I’ve had students with plantar fascitis for whom the ball work was too intense. If using the wall for support is too much sensation, I suggest sitting on the edge of a straight back chair as they roll out the bottom of the foot with greater control over the amount of pressure driving into the balls.
I first experienced plantar fasciitis about 12 years ago after beginning a running program that was too aggressive. It took nearly two years, a set of $500 orthotics, and lots of golf ball rolling to have lasting relief. Although the golf ball and I became really great friends, I experienced soreness from time to time from going to deep. I have since began the same preventative foot rolling with the yoga tune up balls. I have to say that it is possible to “go to deep” with any tool, but I find it harder to do with the yoga therapy balls and I still get the same relief!

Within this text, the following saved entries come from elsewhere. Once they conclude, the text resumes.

PR #311, opened 2023-02-08
Replace migration transport layer with websockets

lifning:
...and (or to be more precise, *because of*) update to Dropshot 0.9.x to match Omicron main.

In Dropshot 0.9.x, an owned copy of the hyper::Request is no longer available to endpoint handlers through the RequestContext. This poses a problem for the custom wire protocol Propolis used for migration data because we can no longer negotiate a HTTP upgrade.

So instead, let's switch out the custom data framing protocol for the one provided in Dropshot `#[channel]` (that being the Websockets support I added a while back) while keeping most of the data format the same. In essence, this means just shoving it into a
`tungstenite::Message::Binary(vec![/* everything but the length, which is now handled for us */])`. The protocol version "negotiation" that was once done in the HTTP upgrade header is now done by exchanging `tungstenite::Message::Text(/* the version string */)` before handing the channel off.

I've also taken a couple small liberties as a matter of preference, since we're breaking compatibility anyhow:
- the API endpoints are now `/instance/migrate/{migration_id}/[start|status]`, which I believe is more idiomatic REST than having the `migration_id` be in the query parameters of one and the request body of the other, especially when it's the *only* parameter in both cases.
- the `MessageType` tag byte in the websocket message is at the end of the message, as it means the `u64`s we read from the beginning of the `Vec` are more likely to be nicely aligned in memory, in case that ever matters (i.e. we someday end up running on some platform where that's necessary).

### DIFF
--- a/Cargo.lock
+++ b/Cargo.lock
@@ -106,7 +106,7 @@ dependencies = [
 [[package]]
 name = "api_identity"
 version = "0.1.0"
-source = "git+https://github.com/oxidecomputer/omicron?branch=main#3606be36c0a35c0bb111fbf813f503497601ba2f"
+source = "git+https://github.com/oxidecomputer/omicron?branch=main#bab91f6b5cba896ff391995d4b770b0ccc18e5c2"
 dependencies = [
  "proc-macro2",
  "quote",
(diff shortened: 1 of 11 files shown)


gjcolombo (approved):
This looks really nice and simplifies a few things--thanks for the change!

I have benefited from using the yoga tune up balls as well. As a soccer player my ankles have been kicked a ton and using my other foot to pull fascia from the top of my foot while the ball is under it has worked miracles for loosening some tight spots!
I have heard of this affliction but only pertaining to elderly people or athletes. This is a good exercise to do NOW to keep the ankles from developing plantar fasciitis. Also, after repeating daily it does get easier and less painful.
Occasionally I’ve had sore heels – not sure what the cause was, but perhaps stretching during fitness classes helped at the time as no significant adverse results became of it. I’m sure neglected feet and living in running shoes didn’t help. Until I recently experienced sitting seza and the YTU balls, I had no idea how wonderful it feels to have blood circulating through my feet again. If one of my clients had heel spurs I might start with seated foot rolling on the balls, one foot at a time and progressing to standing as tolerated. Choosing the right and proper footwear would be essential for this individual – so might hitting the beach for some walking and toe wiggling in the sand!
Yoga tuneup balls would be beneficial for this condition. Working them all over the foot to break up congestion and work out tension is definatly a healing experience.